EXERCISE BRIEF:
Repeat the entries that appear below, exactly as they are given.

RECORDS SUPPLIED:

PR #589, opened 2018-07-23
py3compat: remove any BOM

greut:
This is a redo of #384 as it got lost...

----

Currently yapf fails on files containing the infamous BOM. Those two commits are an attempt to test and fix that issue.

WRITTEN SOLUTION:
PR #589, opened 2018-07-23
py3compat: remove any BOM

greut:
This is a redo of #384 as it got lost...

----

Currently yapf fails on files containing the infamous BOM. Those two commits are an attempt to test and fix that issue.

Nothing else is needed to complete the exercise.